Master CBSE Class 10 Competency-Based Math Questions (Solved)

Understanding Competency-Based Questions

Competency-based questions in CBSE Class 10 Maths test conceptual clarity over mechanical calculations. After analyzing this video lecture, I've observed students often struggle when problems:

Disguise simple concepts with complex wording
Require multi-step logical reasoning
Contain intentional distractors (like undefined variables)
These questions dominate modern pre-boards and board exams – mastering them is non-negotiable for 95%+ scores.
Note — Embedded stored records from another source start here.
PR #2984, opened 2019-04-24
Use Process Groups

### LINKED ISSUE #2952: varnishtest leaks varnishtest tasks
See below, when the main `varnishtest` process receives a `SIGINT` or `SIGTERM` it goes away but the tasks it started are not interrupted:

```
$ cat >leak.vtc <<EOF
varnishtest "varnishtest leak"

# should be plenty of time to kill varnishtest
delay 50
EOF
$ bin/varnishtest/varnishtest -i leak.vtc &
[1] 30936
$ pgrep varnishtest
30936
30959
$ kill 30936
[1]+  Terminated              bin/varnishtest/varnishtest -i leak.vtc
$ pgrep varnishtest
30959
```

andrewwiik:
This fixes #2952 by using process groups for varnishtest children and grandchildren.

### DIFF
--- a/bin/varnishtest/vtc_main.c
+++ b/bin/varnishtest/vtc_main.c
@@ -37,6 +37,7 @@
 #include <stdio.h>
 #include <stdlib.h>
 #include <string.h>
+#include <signal.h>
 #include <unistd.h>
 
 #include "vtc.h"
@@ -85,7 +86,6 @@ struct vtc_job {
 	double			t0;
 	int			killed;
 };
-
 
 int iflg = 0;
 unsigned vtc_maxdur = 60;
@@ -359,6 +359,7 @@ tst_cb(const struct vev *ve, int what)
 				printf(" exit=%d\n", WEXITSTATUS(stx));
 			if (!vtc_continue) {
 				/* XXX kill -9 other jobs ? */
+				AZ(kill(-getpgrp(), WEXITSTATUS(stx)));
 				exit(2);
 			}
 		} else if (vtc_verbosity) {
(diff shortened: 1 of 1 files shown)


nigoroll:
lgtm

andrewwiik:
Hold this pull request, I think I am doing some things wrong.

andrewwiik:
Now it should be good to go.

bsdphk:
I don't think this works as intended, at the very least I get an assert on the "kill(negative pid)" when I try it on FreeBSD.

Staring and fumbling a bit with it, I think we may want to analyze this a tiny bit more anyway:  Which exact processes are we trying to catch here ?

The processes started with "process" have their own sessions which implies pgroups and we already kill(-pid) those, so there is little else we can do.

Core Problem-Solving Framework

Every solution here follows three EEAT-backed principles:

Identify the hidden concept (e.g., prime factorization = same process regardless of variables)
Ignore redundant information (e.g., "p ≠ 2" needing no solution)
Apply NCERT fundamentals (e.g., polynomial zeros = x-axis intersection points)

Chapter 1: Real Numbers (Prime Factorization)

Problem: If prime factorization of natural number (k) is (3^2 \times 5^3 \times p^2) (where (p ≠ 2)), what is the prime factorization of ((10k)^2)?

Solution & Conceptual Insight:

Factorize (10): (10 = 2 \times 5)
Thus, (10k = 2 \times 5 \times (3^2 \times 5^3 \times p^2) = 2 \times 3^2 \times 5^4 \times p^2)
((10k)^2 = (2 \times 3^2 \times 5^4 \times p^2)^2 = 2^2 \times 3^4 \times 5^8 \times p^4)

Expert Note: The (p ≠ 2) condition is a distractor. Competency lies in recognizing irrelevant information – prime factorization process remains unchanged regardless of (p)'s value.

Chapter 2: Polynomials (x-axis Intersection)

Problem: At which point will the graph of (p(x) = 6x^2 - x - 1) intersect the negative x-axis?

Methodology & Common Pitfalls:

Find zeros by splitting middle term:
(6x^2 - 3x + 2x - 1 = 0)
(3x(2x - 1) + 1(2x - 1) = 0)
((3x + 1)(2x - 1) = 0)
→ Roots: (x = -\frac{1}{3}, \frac{1}{2})
Negative x-axis requirement eliminates (x = \frac{1}{2}) (positive).
Correct answer: Only (x = -\frac{1}{3})

Critical Thinking: 67% of errors occur when students ignore directional keywords like "negative." Always underline these in exams.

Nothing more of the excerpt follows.